Great, now we can check that our autoscaling group has been created successfully, and our instances are launched and connected to the target group correctly.
Notice the autoscale group tag config now calls all of our instances
webserver-1. Our FIS template as it's written at the moment will
attempt to stop all instances as part of the experiment. Let's up the ante
a little bit and change the template to terminate the instances instead of
stop them.
Update faultinjection.yml to terminate instead of stop
AWSTemplateFormatVersion: '2010-09-09'
Description: v1.0 FIS experiment template
Parameters:
EC2InstanceName:
Type: String
ConstraintDescription: Name of the EC2 Instances
Default: 'webserver-1'
Resources:
ExperimentTemplate:
Type: 'AWS::FIS::ExperimentTemplate'
Properties:
Actions:
StopInstances:
ActionId: 'aws:ec2:terminate-instances'
Targets:
Instances: 'webservers'
Description: 'terminate ec2 instances'
RoleArn: !GetAtt 'Role.Arn'
Targets:
webservers:
ResourceTags:
'Name': !Ref EC2InstanceName
ResourceType: 'aws:ec2:instance'
Filters:
- Path: "State.Name"
Values: ["running"]
SelectionMode: 'ALL'
StopConditions:
- Source: 'none'
Tags:
Purpose: Testing FIS
Role:
Type: 'AWS::IAM::Role'
Properties:
AssumeRolePolicyDocument:
Version: '2012-10-17'
Statement:
- Effect: Allow
Principal:
Service: 'fis.amazonaws.com'
Action: 'sts:AssumeRole'
Policies:
- PolicyName: fis
PolicyDocument:
Version: '2012-10-17'
Statement:
- Sid: AllowFISExperimentRoleEC2Actions
Effect: Allow
Action:
- 'ec2:StopInstances'
- 'ec2:StartInstances'
- 'ec2:TerminateInstances'
Resource: !Sub 'arn:${AWS::Partition}:ec2:${AWS::Region}:${AWS::AccountId}:instance/*'I also needed to add a filter in to the target section to only target running instances because you can't target more than 5 instances at once as part of an experiment. I had a few terminated instances sitting around that were also being targeted. Fair enough, you probably don't want to accidentally terminate your whole fleet of 100 production instances!

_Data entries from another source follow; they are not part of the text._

PR #1053, opened 2025-04-30
Add support for Python 3.14

dvarrazzo:
Work in progress, until the release gets to a more stable state.

### DIFF
--- a/.github/workflows/packages-bin.yml
+++ b/.github/workflows/packages-bin.yml
@@ -50,7 +50,7 @@ jobs:
       fail-fast: false
       matrix:
         arch: [x86_64, ppc64le, aarch64]
-        pyver: [cp310, cp311, cp312, cp313]
+        pyver: [cp310, cp311, cp312, cp313, cp314-dev]
         platform: [manylinux, musllinux]
 
     steps:
@@ -130,7 +130,7 @@ jobs:
       fail-fast: false
       matrix:
         arch: [x86_64, arm64]
-        pyver: [cp310, cp311, cp312, cp313]
+        pyver: [cp310, cp311, cp312, cp313, cp314-dev]
 
     steps:
       - name: Checkout repos
@@ -183,7 +183,7 @@ jobs:
       fail-fast: false
       matrix:
         arch: [win_amd64]
-        pyver: [cp310, cp311, cp312, cp313]
+        pyver: [cp310, cp311, cp312, cp313, cp314-dev]
 
     defaults:
       run:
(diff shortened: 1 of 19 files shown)


ulgens:
@dvarrazzo Any idea how to fix failing CI? I'd like to help if there is anything I can help with.

edgarrmondragon:
> @dvarrazzo Any idea how to fix failing CI? I'd like to help if there is anything I can help with.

aws cloudformation update-stack --stack-name fis-test-template --template-body file://faultinjection.yml --capabilities CAPABILITY_IAM
{
"StackId": "arn:aws:cloudformation:ap-southeast-2:000000000000:stack/fis-test-template/f2ce5c00-4c8e-11ec-9c5e-xxxxxxxx"

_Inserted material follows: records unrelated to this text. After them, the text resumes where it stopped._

PR #1061, opened 2025-05-01
Fix return value of `DateFromTicks` and `TimeFromTicks`

### LINKED ISSUE #1058: test_date_from_ticks fails
Running pytest I get:

```python
FAILED tests/test_psycopg_dbapi20.py::test_date_from_ticks[0-1970-01-01] - assert datetime.date(1969, 12, 31) in [datetime.date(1970, 1, 1)]
```

Tested with:

- psycopg 3.2.7
- postgresql 17.4
- python 3.13.3
- macOS 15.4
- Apple M4

This issue was also reported here for riscv64: https://github.com/psycopg/psycopg/issues/883

I think the problem is in `TimestampFromTicks(ticks)` in dbapi20.py. It uses `time.localtime(0)` to find the epoch start, _with offset to local timezone_. This is turned into a timezone-aware datetime object.

I'm in timezone UTC-7 so `TimestampFromTicks(0)` returns:

```python
datetime.datetime(1969, 12, 31, 17, 0, tzinfo=datetime.timezone(datetime.timedelta(days=-1, seconds=61200)))
```

`DateFromTicks(0)` calls `.date()` on that object, which ignores the timezone and returns `datetime.date(1969, 12, 31)`, which is incorrect.

`TimeFromTicks(0)` returns `datetime.time(17, 0)` which is also incorrect. However, in `test_time_from_ticks`, the hour is forced to 0 so the test passes.

According to the [Python documentation](https://docs.python.org/3/library/time.html) (referred to from [PEP-249](https://peps.python.org/pep-0249/#timestampfromticks)):

> The epoch is the point where the time starts, the return value of time.gmtime(0). It is January 1, 1970, 00:00:00 (UTC) on all platforms.

I think the solution is to use `time.gmtime(0)` in `TimestampFromTicks` and set the timezone to UTC.

For reference, SQLAlchemy sets epoch like this:

```python
epoch = dt.datetime.fromtimestamp(0, dt.timezone.utc).replace(tzinfo=None)
```

dvarrazzo:
These function are based on the return value of `TimestampFromTicks`. Because this value returned by this function is timezone-aware and localized to the current timezone, truncating the value (and implicitly losing the timezone) might return the wrong result.

For example, at tick 0, in NY, it was 1969-12-31T19:00-05:00. By truncating the timestamp on the date, the date would be the 1969-12-31 instead of the expected 1970-01-01.

This changeset actually changes `TimestampFromTicks` to return an UTC timestamp instead of a local timestamp. We believe that this change is not a problem because we don't change neither the type (tz-aware datetime) nor the value of the returned object (old and new values compare equal). An alternative would have been to decouple the Timestamp function from the Date/Time functions, but I think it would be confusing if the Timestamp function returned a datetime with the date in 1969 but the Date function returned a date in 1970.

Adjust the tests to be *stricter* than before, making use of the fact that now the output is not affected by the local timezone.

Close #1058.

### DIFF
--- a/docs/news.rst
+++ b/docs/news.rst
@@ -15,6 +15,14 @@ Psycopg 3.3.0 (unreleased)
 
 - Drop support for Python 3.8.
 
+Psycopg 3.2.8 (unreleased)
+^^^^^^^^^^^^^^^^^^^^^^^^^^
+
+- Fix `DateFromTicks` and `TimeFromTicks` return values to return date and
+  time referred as UTC rather than the local timezone. Change
+  `TimestampFromTicks` to return a datetime in UTC rather than in the local
+  timezone (:ticket:`#1058`).
+
 
 Psycopg 3.2.7
 ^^^^^^^^^^^^^
--- a/psycopg/psycopg/dbapi20.py
+++ b/psycopg/psycopg/dbapi20.py
@@ -6,15 +6,15 @@ Compatibility objects with DBAPI 2.0
 
 from __future__ import annotations
 
-import time
 import datetime as dt
-from math import floor
 from typing import Any
 from collections.abc import Sequence
 
 from . import _oids
 from .abc import AdaptContext, Buffer
 from .types.string import BytesBinaryDumper, BytesDumper
+
+EPOCH = dt.datetime(1970, 1, 1, tzinfo=dt.timezone.utc)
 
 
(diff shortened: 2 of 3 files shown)


dvarrazzo:
This MR was merged OK; the ticket state is wrong (because I merged from my laptop and pushed to master before pushing here).

PR #1062, opened 2025-05-02
Clarify docstring for BaseCursor.statusmessage

fedorkobak:
The original definition can be confusing (at least it was for me) because if you run several commands separated by `;` in a single `cursor.execute`, the `cursor.statusmessage` attribute retains the tag from the first command. For example:

```py
query = """
CREATE TABLE table1 (val INT, val2 INT);
INSERT INTO table1 (val, val2) VALUES (10, 20);
"""
cursor.execute(query=query)
print("Execute 1:", cursor.statusmessage)

cursor.execute(query="DROP TABLE table1;")
print("Execute 2:", cursor.statusmessage)
```

This will result in:

```
Execute 1: CREATE TABLE
Execute 2: DROP TABLE
```

But according to the original description, it should be:

```
Execute 1: INSERT
Execute 2: DROP TABLE
```

### DIFF
--- a/docs/api/cursors.rst
+++ b/docs/api/cursors.rst
@@ -263,10 +263,9 @@ The `!Cursor` class
     .. attribute:: pgresult
         :type: Optional[psycopg.pq.PGresult]
 
-        The result returned by the last query and currently exposed by the
-        cursor, if available, else `!None`.
+        Representation of the current result set, if available, else `!None`.
 
-        It can be used to obtain low level info about the last query result
+        It can be used to obtain low level info about the current result set
         and to access to features not currently wrapped by Psycopg.
 
 
--- a/docs/api/cursors.rst
+++ b/docs/api/cursors.rst
@@ -244,7 +244,7 @@ The `!Cursor` class
             for record in cursor:
                 ...
 
-        syntax will iterate on the records in the current recordset.
+        syntax will iterate on the records in the current result set.
 
     .. autoattribute:: row_factory
 
--- a/docs/api/cursors.rst
+++ b/docs/api/cursors.rst
@@ -232,7 +232,7 @@ The `!Cursor` class
 
     .. rubric:: Methods to retrieve results
 
-    Fetch methods are only available if the last operation produced results,
+    Fetch methods are only available if the current result set contains results,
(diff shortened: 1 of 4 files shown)


dvarrazzo:
You are right, the docstring was likely a copypaste from psycopg2, which only shows the last result.

However, psycopg 3 receives all the results and allows to iterate via `nextset()` the statusmessage reflects the current result in the list of results returned:

```python
>>> cursor.execute(query=query)
>>> cursor.statusmessage
'CREATE TABLE'

>>> cursor.nextset()
>>> cursor.statusmessage
'INSERT 0 1'
```

so this is the behaviour we should actually document.

Similarly affected is `rowcount`; I don't remember about other attribute affected. Maybe we want to make sure that the picture of nextset() - rowcount - statusmessage is clear from the docs. Would you like to take a look if there are inconsistencies?

Thank you very much!

fedorkobak:
Ok, I'll take a look.

fedorkobak:
@dvarrazzo
Two terms are used in the documentation. _Result set_ ([example](https://github.com/psycopg/psycopg/blob/master/psycopg/psycopg/cursor.py#L182)) and _recordset_ ([example](https://github.com/psycopg/psycopg/blob/master/psycopg/psycopg/_cursor_base.py#L152)). From my point, it looks that they are refer to the same - information about pg response that corresponds to the particular executed SQL command. Are they?

dvarrazzo:
As I was grepping the code and looking at messages, it occurred to me that the error resulting from calling `fetch*()` after a command not returning tuples could have been improved:

> the last operation didn't produce a result

The last operation did produce a result, just it didn't produce any row/record.

While at it, it also occurred me that sometimes users are confused by that error and can't quite tell what the last operation was. So I thought about adding the statusmessage to the error message.

The result is #1063. What do you think of it?

fedorkobak:
Looks good to me

fedorkobak:
I created new descriptions for the `rowcount`, `statusmessage` and `pgresult` attributes and replaced some terms as "result set" that I think are related.

dvarrazzo:
Thank you for the care, looks good!

PR #1064, opened 2025-05-03
Add support for `next(cursor)`

dvarrazzo:
This MR transforms the cursor from an iterable (supporting `iter()`) to an iterator (supporting `iter()` and `next()`).

`next(cursor)` behaves like `cursor.fetchone()`, but its result is `Row`, not `Row | None`. That's because, if there is no row to fetch, it will raise `StopIteration`.

This makes simpler to write strictly typed code using the result when there is a 100% guarantee that a query will return a record (or will raise an exception), for example when fetching `count(*)`, which always returns a result even if the counted records are 0. The type checker is not aware of that, therefore you need to guard for None with an `if`, or an `assert`, or you need to do something horrible like `(rec,) = cur.fetchall()` in order to convince Mypy that `rec` will never be none.

### DIFF
--- a/docs/advanced/typing.rst
+++ b/docs/advanced/typing.rst
@@ -38,6 +38,8 @@ annotations such as `!Connection[Any]` and `!Cursor[Any]`.
 
    rec = cur.fetchone()     # type is tuple[Any, ...] | None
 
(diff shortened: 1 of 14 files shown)


dlax (approved):
Very useful addition!!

}Let's start the FIS experiment again and see if our instances get terminated and auto-heal themselves.
Using the watch curl command we can see that even though
all of the instances serving our application are getting terminated,
we still only had around 2 minutes of downtime while the autoscale group
provisioned some more instances. Not bad! But clearly not good enough
for a production stack.
Some other things we might look at doing to strengthen our production stack:
- Launch more instances behind the load balancer
- Enable termination protection
- Add some better monitoring / alerting for observability
- Get better insights into what's happening on our production machines
Game Day Applications
I think this is a good service to utilise during game days and training events. Forcing your staff into building resilient architecture is a great way to prepare them for actual production outages.
There is a heap more that this service can do, and a heap more we can do to make our services resilient, but this post has ended up much longer than I expected it to! I might have to revisit this and explore other functionality another day.